Pick every line from the data below that contains the string "runs" and copy it.

:: MATERIAL TO PROCESS ::

PR #1407, opened 2023-10-02
feat: improve focus behavior

nopeless:
Before: when g helper window is out of focus/behind a window, pressing the ROG key will make it disappear, thus making the user have to press twice. Additionally, when clicking the taskbar icon, it only focuses on the settings window. This causes issues when you click other sub panel icons as it hides a non-visible window, confusing the user.

After: pressing ROG key will bring the window to top if it is not in focus. Clicking taskbar icon or activating ROG key will focus all previously visible subpanels to top.

### DIFF
--- a/app/Input/InputDispatcher.cs
+++ b/app/Input/InputDispatcher.cs
@@ -337,7 +337,7 @@ namespace GHelper.Input
             if (e.Modifier == (ModifierKeys.Control | ModifierKeys.Shift))
             {
                 if (e.Key == keyProfile) modeControl.CyclePerformanceMode();
-                if (e.Key == keyApp) Program.SettingsToggle();
+                if (e.Key == keyApp) Program.SettingsToggle("", true);
                 if (e.Key == Keys.F20) KeyProcess("m3");
             }
 
@@ -427,7 +427,7 @@ namespace GHelper.Input
                     {
                         Program.settingsForm.BeginInvoke(delegate
                         {
-                            Program.SettingsToggle();
+                            Program.SettingsToggle("", true);
                         });
                     }
                     catch (Exception ex)
--- a/app/Program.cs
+++ b/app/Program.cs
@@ -213,11 +213,21 @@ namespace GHelper
             SetAutoModes(true);
         }
 
-
-
         public static void SettingsToggle(string action = "")
         {
-            if (settingsForm.Visible) settingsForm.HideAll();
+            if (settingsForm.Visible)
+            {
+                // If helper window is not on top, this just focuses on the app again
+                // Pressing the ghelper button again will hide the app
+                if (!settingsForm.HasAnyFocus())
+                {
+                    settingsForm.ShowAll();
+                }
+                else
+                {
+                    settingsForm.HideAll();
+                }
+            }
             else
             {
 
@@ -279,5 +289,4 @@ namespace GHelper
 
 
     }
-
 }
--- a/app/Program.cs
+++ b/app/Program.cs
@@ -213,13 +213,13 @@ namespace GHelper
             SetAutoModes(true);
         }
 
-        public static void SettingsToggle(string action = "")
+        public static void SettingsToggle(string action = "", bool checkForFocus = false)
         {
             if (settingsForm.Visible)
             {
                 // If helper window is not on top, this just focuses on the app again
                 // Pressing the ghelper button again will hide the app
-                if (!settingsForm.HasAnyFocus())
+                if (checkForFocus && !settingsForm.HasAnyFocus())
                 {
                     settingsForm.ShowAll();
                 }
--- a/app/Settings.cs
+++ b/app/Settings.cs
@@ -547,6 +547,7 @@ namespace GHelper
             if (matrix == null || matrix.Text == "")
             {
                 matrix = new Matrix();
+                AddOwnedForm(matrix);
             }
 
             if (matrix.Visible)
@@ -615,6 +616,7 @@ namespace GHelper
             {
                 keyb = new Extra();
                 keyb.Show();
+                AddOwnedForm(keyb);
             }
             else
             {
@@ -643,6 +645,7 @@ namespace GHelper
             if (fans == null || fans.Text == "")
             {
                 fans = new Fans();
+                AddOwnedForm(fans);
             }
 
             if (fans.Visible)
@@ -839,6 +842,9 @@ namespace GHelper
             Application.Exit();
         }
 
+        /// <summary>
+        /// Closes all forms except the settings. Hides the settings
+        /// </summary>
         public void HideAll()
         {
             this.Hide();
@@ -849,14 +855,9 @@ namespace GHelper
 
         /// <summary>
         /// Brings all visible windows to the top, with settings being the focus
-        /// <br/>
-        /// Note: this will not respect previous focus i.e. will always focus settings
         /// </summary>
         public void ShowAll()
         {
-            if (fans != null && fans.Visible) fans.Activate();
-            if (keyb != null && keyb.Visible) keyb.Activate();
-            if (updates != null && updates.Visible) updates.Activate();
             this.Activate();
         }
 
--- a/app/Settings.cs
+++ b/app/Settings.cs
@@ -847,6 +847,27 @@ namespace GHelper
             if (updates != null && updates.Text != "") updates.Close();
         }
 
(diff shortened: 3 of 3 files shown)


nopeless:
@seerge for around `Settings.cs:613` where `#ButtonKeyboard_Click` is called, I am not sure why `keyb.Show()` has to be called. Removing that line does not show the keyboard panel, but fans and matrix doesn't have the `#Show()` but still shows fine. I think you should unify the behavior

AudreyAP:
This is awesome. Thank you!

seerge:
@nopeless great, thanks

seerge:
@nopeless I have unified forms behavior (as much as it was possible at least) and also added new logic from your PR to SettingsToggle called from tray icon click, as there it also won't harm ;)

AudreyAP:
This behaviour is not working for me on v128. Clicking the rog key does not being the window to the front. Sometimes, clicking the taskbar icon does. No relevant information in logs.

seerge:
@AudreyAP that's probably due to my tray-icon click tweaks :) i have re-uploaded https://github.com/seerge/g-helper/releases/tag/v0.128 with a small fix, try again

AudreyAP:
@seerge that fixed the tray icon click, but ROG button is still not working. Here's what I'm testing:

Open edge, full screen

Click M4, ghelper opens

Click edge

Click M4

Ghelper and fan tab does not come to front

Clicking the tray icon now works 100% exactly as expected though!

nopeless:
@AudreyAP what do you mean "clicking" rog key? its a physical key ok the keyboard

nopeless:
> @seerge that fixed the tray icon click, but ROG button is still not working. Here's what I'm testing:
> 
> Open edge, full screen
> 
> Click M4, ghelper opens
> 
> Click edge
> 
> Click M4
> 
> Ghelper and fan tab does not come to front. The icon at the bottom pulses like it is active, but the window doesn't appear. 
> 
> Clicking the tray icon now works 100% exactly as expected though!

nvm I just saw this. Weird, I'll check it out

AudreyAP:
Here's a video, just so we are on the same page:

https://github.com/seerge/g-helper/assets/130399040/48eb73bc-ec78-4e39-8f78-a2e6f2bfafa5

Here is my ghelper log: 

[log.txt](https://github.com/seerge/g-helper/files/12805340/log.txt)

Absolutely bone stock Windows 11 Pro for Workstations with modern nvidia drivers installed. No additional software installed apart from ghelper and nvidia drivers via nvcleanstall. Zero settings changes (just connected to wifi). It's literally bone stock windows 11.

nopeless:
@AudreyAP I confirmed the issue. https://github.com/nopeless/g-helper/actions/runs/6408603385

This run contains an unmodified executable from this PR. You can safely check if the executable was built without malware. Can you try it out?

AudreyAP:
@nopeless Exact same behavior as before. 

Deleted %appdata%/ghelper and deleted all previously downloaded copies of ghelper as well, just in case. Same issue.

nopeless:
@AudreyAP thanks for your time. Apparently this doesn't appear when its run from debug. I don't know the cause of this at the moment. I'll work on a fix

AudreyAP:
@nopeless No worries, thank you for working on it!

The taskbar behavior does seem to work as expected with the current mainline ghelper v0.128 prerelease, so it's a partial win :)

Seems like you found why I get the issue and you/serge don't, but please let me know if you need any further testing or anything.

nopeless:
It appears that I have stepped into a very infamous issue

https://www.gamedev.net/forums/topic.asp?topic_id=218484

I came up with a "fix" but here are the limitations

- Sometimes the window will be at the top but not have focus. Meaning that keyboard navigation will be sent to the active foreground window.

@AudreyAP Let me know what you think. The zip file will be available https://github.com/nopeless/g-helper/actions/runs/6409564963 once the run is completed.

There doesn't appear to be a clean working fix either. I have looked through countless posts and Windows documentation. This just doesn't appear to be a thing for some reason.

Anyone else is welcome to try and fix


The reason why this works perfectly in a debug environment is because the app is being debugged

The following is from Microsoft's official documentation

---

Remarks

The system restricts which processes can set the foreground window. A process can set the foreground window by calling SetForegroundWindow only if:

    All of the following conditions are true:
        The calling process belongs to a desktop application, not a UWP app or a Windows Store app designed for Windows 8 or 8.1.
        The foreground process has not disabled calls to SetForegroundWindow by a previous call to the [LockSetForegroundWindow](https://learn.microsoft.com/en-us/windows/win32/api/winuser/nf-winuser-locksetforegroundwindow) function.
        The foreground lock time-out has expired (see [SPI_GETFOREGROUNDLOCKTIMEOUT in SystemParametersInfo](https://learn.microsoft.com/en-us/windows/win32/api/winuser/nf-winuser-systemparametersinfoa#SPI_GETFOREGROUNDLOCKTIMEOUT)).
        No menus are active.
    Additionally, at least one of the following conditions is true:
        The calling process is the foreground process.
        The calling process was started by the foreground process.
        There is currently no foreground window, and thus no foreground process.
        The calling process received the last input event.
        Either the foreground process or the calling process is being debugged.

AudreyAP:
> It appears that I have stepped into a very infamous issue

> April 09, 2004

Oh no lol. 

The fix seems to mostly work but there is one weird behavior - switching windows, then dismissing ghelper with m4, then opening ghelper with m4 sometimes results in the window being behind *only* the most recently activated window. 

I don't know if this is something you've already considered, but the existing "always on top" functionality seems to work perfectly. How about toggling that on momentarily? Don't know anything about how that is implemented, just spitballing :)

AudreyAP:
Maybe another issue - I think this also breaks "keep app window always on top" in extras menu?

It's crazy that there is no good way to do this in 2023... not even an app run as administrator can force its way to the top? So strange.

nopeless:
> Maybe another issue - I think this also breaks "keep app window always on top" in extras menu?
> 
> It's crazy that there is no good way to do this in 2023... not even an app run as administrator can force its way to the top? So strange. 

Oh, I should actually store whether topmost was toggled before toggling it.

You are right

nopeless:
> Maybe another issue - I think this also breaks "keep app window always on top" in extras menu?
> 
> It's crazy that there is no good way to do this in 2023... not even an app run as administrator can force its way to the top? So strange. 

There were some people quoting windows trying to prevent annoying popups. Who knows

AudreyAP:
https://www.reddit.com/r/csharp/comments/ledu64/setforegroundwindow_not_working_on_release_build/gmc7393/

Have you seen this? Kind of a horrifying hack, but seems like it should work?

nopeless:
With that being said, I'm tempted to try this

https://www.elevenforum.com/t/change-foregroundlocktimeout-to-open-app-window-in-front-in-windows-11.14363/

AudreyAP:
https://www.codeproject.com/Tips/76427/How-to-Bring-Window-to-Top-with-SetForegroundWindo

Some more hacks deep, deep in google search... Unbelievable that there is no setting to disable this, or allow certain apps, or override if admin. Thanks microsoft!

nopeless:
> https://www.reddit.com/r/csharp/comments/ledu64/setforegroundwindow_not_working_on_release_build/gmc7393/
> 
> Have you seen this? Kind of a horrifying hack, but seems like it should work?

yes, and its not really a good idea. There is a workaround that I liked

Its just minimizing and maximizing the app. This looks kinda funky but it always works. Would you want to try this?

AudreyAP:
@nopeless https://www.codeproject.com/Tips/76427/How-to-Bring-Window-to-Top-with-SetForegroundWindo

This seems to imply that you can literally just send an "alt" keypress while using setforegroundwindow... not at my laptop so can't test with one of the old builds but that seems perfect?

nopeless:
> @nopeless https://www.codeproject.com/Tips/76427/How-to-Bring-Window-to-Top-with-SetForegroundWindo
> 
> This seems to imply that you can literally just send an "alt" keypress while using setforegroundwindow... not at my laptop so can't test with one of the old builds but that seems perfect?

I am assuming that this will send an alt down to the program first. This isn't rly a problem for most programs as they take alt up (lifting up the alt key). I'm not a fan of the idea but I might try this
 @AudreyAP

nopeless:
@seerge I'm going to bite the bullet and try fixing this again. are you ok with that?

:::

EXERCISE OUTPUT
@AudreyAP I confirmed the issue. https://github.com/nopeless/g-helper/actions/runs/6408603385
@AudreyAP Let me know what you think. The zip file will be available https://github.com/nopeless/g-helper/actions/runs/6409564963 once the run is completed.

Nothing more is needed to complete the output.